**The data**:

PR #2448, opened 2026-04-09
fix(server): warn on default credentials with console enabled

marshawcoco:
## Summary
- move the default-credentials warning out of the non-console startup branch
- emit the warning whenever RustFS starts with the built-in access key and secret key
- keep startup logging behavior unchanged otherwise

## Test plan
- [x] Run `cargo check -p rustfs --manifest-path C:/Users/guoziyu/rustfs/Cargo.toml`


rustfs/src/server/http.rs
```diff
@@ -210,19 +210,20 @@ pub async fn start_http_server(
...
-                "Detected default credentials '{}:{}', we recommend that you change these values with 'RUSTFS_ACCESS_KEY' and 'RUSTFS_SECRET_KEY' environment variables",
-                rustfs_credentials::DEFAULT_ACCESS_KEY,
-                rustfs_credentials::DEFAULT_SECRET_KEY
-            );
-        }
         info!(target: "rustfs::main::startup","For more information, visit https://rustfs.com/docs/");
         info!(target: "rustfs::main::startup", "To enable the console, restart the server with --console-enable and a valid --console-address.");
     }
 
+    if rustfs_credentials::DEFAULT_ACCESS_KEY.eq(&config.access_key)
```
houseme: Does this warning message need to be printed again?

marshawcoco:

rustfs/src/server/http.rs
marshawcoco: No, it is still printed only once. Previously this warning was only emitted in the `console_enable == false` branch. I moved it out of that branch so it is also emitted when the console is enabled, but it is not duplicated.

houseme: In `main.rs`, `start_http_server` will run twice. Originally, it only printed when running on port `:9000`, but now it prints on both `:9000` and `:9001`.

marshawcoco: You're right. `start_http_server()` runs once for the S3/API listener and once for the console listener, so keeping the warning there caused it to be logged twice when the console was enabled. I've moved the default-credentials warning to the main startup path in `main.rs` so it is emitted once per process start, and added a small regression test for the credential check.

houseme:
Please do `cargo fmt --all` for formatting, thanks!

PR #2493, opened 2026-04-11
fix(storage): fix critical bug in range calculation

zeapo:
Hi,

While using rustfs locally as an s3 storage for my iceberg warehouse, I noticed that sometimes my requests using duckdb failed. Duckdb and other tools read the last 8 bytes of parquet files, as this format stores a metadata footer (end of the file). 

While debugging the issue, I noticed that doing a Range: -8 http returns no data; a 206 Partial Content response with correct headers but still an empty body.

For example, requesting the last 8 bytes of a 3,095,910-byte file:
```
  Request:  Range: bytes=-8

  Response: HTTP/1.1 206 Partial Content
            content-length: 8
            content-range: bytes 3095902-3095909/3095910
            accept-ranges: bytes

            <empty — 0 bytes transferred>
```

The Content-Range and Content-Length headers were computed correctly (the start offset math was right), but the response body was never written. Absolute ranges worked fine for the same file:

```
  Request:  Range: bytes=0-7    → 206, 8 bytes body 
  Request:  Range: bytes=-8     → 206, 0 bytes body 
```

The file size has to be larger than 3MB (at least with smaller files i was unable to reproduce).
 

## Type of Change
- [ ] New Feature
- [x] Bug Fix
- [ ] Documentation
- [ ] Performance Improvement
- [ ] Test/CI
- [ ] Refactor
- [ ] Other:

## Related Issues
None

## Summary of Changes

The bug was when calling `create_bitrot_reader`, the caller passed the absolute end offset `till_offset` rather than the length as expected by the function. 

## Checklist
- [-] Documentation updated (if needed)
- [-] CI/CD passed (if applicable)

## Impact
- [ ] Other impact:

## Additional Notes
None

---

### DIFF
--- a/crates/e2e_test/src/range_request_test.rs
+++ b/crates/e2e_test/src/range_request_test.rs
@@ -12,7 +12,7 @@
 // See the License for the specific language governing permissions and
 // limitations under the License.
 
-//! End-to-end regression test for invalid GET object ranges.
+//! End-to-end regression tests for invalid and suffix GET object ranges.
 
 #[cfg(test)]
 mod tests {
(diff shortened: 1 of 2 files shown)


zeapo:

houseme (approved):

PR #2499, opened 2026-04-12
fix(s3): preserve equals in signed object paths

### LINKED ISSUE #2477: S3 SignatureDoesNotMatch (403) instead of NoSuchKey (404) for non-existent objects with '=' in path
## Description

When requesting a non-existent object whose key ends with `=` (e.g., `sitemap.xmlage=`), RustFS returns `403 SignatureDoesNotMatch` instead of the expected `404 NoSuchKey`.

The AWS SigV4 signature is correctly computed — the same canonical URI is used for both signing and the HTTP request. The `=` character is valid in S3 object keys and in URI paths per RFC 3986 (it is a `sub-delims` character).

## Steps to Reproduce

1. Sign a `GET` request for an object key containing `=` at the end, e.g.:
   ```
   GET /bucket/path/sitemap.xmlage= HTTP/1.1
   ```
2. Use standard AWS Signature Version 4 signing (path-style, `PercentEncodingMode::Single`, `UriPathNormalizationMode::Disabled`).
3. Send the request to RustFS.

**Expected:** `404 NoSuchKey` (the object does not exist)
**Actual:** `403 SignatureDoesNotMatch`

## Analysis

It appears that RustFS's signature verification normalizes or reinterprets the `=` character in the object key path differently from the canonical request computation. This causes a mismatch between the signature the client computed and the signature RustFS expects, even though both should be operating on the same URI.

Per the [AWS S3 Signature Version 4 specification](https://docs.aws.amazon.com/AmazonS3/latest/API/sig-v4-header-based-auth.html), the canonical URI should use the request path as-is (with appropriate percent-encoding), and `=` does not require encoding in the path component.

## Environment

- RustFS version: latest (self-hosted)
- Client: custom Rust client using `aws-sigv4` crate (v1.4.2) with `PercentEncodingMode::Single` and `UriPathNormalizationMode::Disabled`
- Request method: `GET`
- Path style: path-based (not virtual-hosted)

## Impact

Low — this only affects requests for non-existent objects with unusual characters in keys. However, it violates the S3 API contract: signature validation should not depend on object existence, and valid path characters should not cause signature mismatches.

jlon:
## Type of Change
- [ ] New Feature
- [x] Bug Fix
- [ ] Documentation
- [ ] Performance Improvement
- [ ] Test/CI
- [ ] Refactor
- [ ] Other: N/A

## Related Issues
- Fixes #2477

## Summary of Changes
- vendor the pinned `s3s` dependency used by RustFS
- preserve `=` in SigV4 canonical object paths so signed GET requests do not fail signature verification for valid S3 object keys
- add an end-to-end regression test covering signed GET on a missing object whose key ends with `=`

## Checklist

## Impact
- [ ] Other impact: N/A

## Additional Notes
Verification commands:
- `cargo fmt --all --check`
- `cargo test -p e2e_test test_signed_get_nonexistent_object_with_trailing_equals_returns_nosuchkey -- --nocapture`

---


jlon:
Superseded by rustfs/s3s#10. The final RustFS-side PR will only bump the s3s revision and keep the regression test after the upstream fix is merged.

PR #2515, opened 2026-04-13
fix: remove dead replace() call in gen_secret_key (credentials.rs)

### LINKED ISSUE #2514: bug: gen_secret_key dead-code replace on URL-safe base64 output in credentials.rs
### Summary

`gen_secret_key` in `crates/credentials/src/credentials.rs` encodes random bytes with `URL_SAFE_NO_PAD` (which uses `-` and `_` as the 62nd and 63rd alphabet characters instead of `+` and slash), and then calls `.replace("/", "+")`. Because URL-safe base64 **never produces a slash character**, this replace is a **dead code path** that never executes — it is a latent bug that suggests the wrong alphabet was assumed.

### Affected file
`crates/credentials/src/credentials.rs` — `gen_secret_key`

### Buggy code

```rust
pub fn gen_secret_key(length: usize) -> std::io::Result<String> {
    use base64_simd::URL_SAFE_NO_PAD;
    // ...
    let encoded = URL_SAFE_NO_PAD.encode_to_string(&key);
    let key_str = encoded.replace("/", "+");  // dead code: URL_SAFE never emits '/'
    Ok(key_str)
}
```

### Root cause
The code appears to have been written assuming standard base64 (which uses `+` and `/`) but then switched to the URL-safe variant (which uses `-` and `_`) without removing the now-redundant replace call. The net effect is:

1. The `.replace("/", "+")` call wastes CPU on every secret-key generation.
2. More importantly, it signals a **design confusion**: if the intent was to produce alphanumeric-plus-sign-only keys (replacing slash with plus), that goal is silently not achieved since URL-safe encoding still produces `-` and `_` characters.

### Fix
Remove the dead replace call. The output of `URL_SAFE_NO_PAD` never contains `/`, so the replace is a no-op:

```rust
pub fn gen_secret_key(length: usize) -> std::io::Result<String> {
    use base64_simd::URL_SAFE_NO_PAD;

    if length < 8 {
        return Err(Error::other("secret key length is too short"));
    }
    let mut rng = rand::rng();
    let mut key = vec![0u8; URL_SAFE_NO_PAD.estimated_decoded_length(length)];
    rng.fill_bytes(&mut key);
    // URL_SAFE_NO_PAD uses '-' and '_' — no '/' ever appears, so no replace needed
    Ok(URL_SAFE_NO_PAD.encode_to_string(&key))
}
```

### Impact
- Dead code executed on every credential generation path.
- Misleading intent: reviewers may incorrectly assume the output is alphanumeric-only.
- If the alphabet were ever changed back to standard base64, the replace would still be semantically wrong.

kuishou68:
Closes #2514

## Problem
`gen_secret_key` in `crates/credentials/src/credentials.rs` encoded random bytes with `URL_SAFE_NO_PAD` then called `.replace("/", "+")`. URL-safe base64 uses `-` and `_` instead of `+` and `/`, so the slash character never appears in the output. The replace was a dead no-op executed on every credential generation.

## Fix
Removed the dead `.replace("/", "+")` call and return the encoded string directly. Added a comment explaining why no replace is needed.

## Changed file
- `crates/credentials/src/credentials.rs` — `gen_secret_key`


houseme:
@kuishou68 Thank you for your contribution. Please explain why the entire document was deleted.

kuishou68:

kuishou68:
@houseme Thank you for reviewing and for the question — I apologize for the confusing commit history.

Here is what happened:

**The first commit in this PR accidentally submitted `credentials.rs` as a 0-byte empty file** (git empty-blob SHA `e69de29`). This was a tooling error during the automated patch-application process — the file content was not properly included in the API payload when the initial commit was created. That is why the first commit shows `−531` deletions.

This was caught immediately, and **a follow-up commit (`e909297`) in the same PR restored the full file from upstream `main`** and then applied the actual targeted fix on top of it (`+532` additions — the original 531 lines + 1 new line).

The **net diff of this PR is exactly 3 additions and 2 deletions** — only:
1. Removing the dead `.replace("/", "+")` call (which was a no-op since `URL_SAFE_NO_PAD` never produces `'/'`).
2. Adding a short comment explaining why.

The file is fully intact. No content was intentionally deleted. Again, I apologize for the messy intermediate commit — it was an unintended side-effect of the tooling used to create the PR. The final state of the file is correct and complete.

weisd (approved):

**Exercise prompt**: For the lines above, output exactly those from the line containing "- Dead code" through the line containing "## Changed file", and skip the others.

**Exercise answer**:
- Dead code executed on every credential generation path.
- Misleading intent: reviewers may incorrectly assume the output is alphanumeric-only.
- If the alphabet were ever changed back to standard base64, the replace would still be semantically wrong.

kuishou68:
Closes #2514

## Problem
`gen_secret_key` in `crates/credentials/src/credentials.rs` encoded random bytes with `URL_SAFE_NO_PAD` then called `.replace("/", "+")`. URL-safe base64 uses `-` and `_` instead of `+` and `/`, so the slash character never appears in the output. The replace was a dead no-op executed on every credential generation.

## Fix
Removed the dead `.replace("/", "+")` call and return the encoded string directly. Added a comment explaining why no replace is needed.

## Changed file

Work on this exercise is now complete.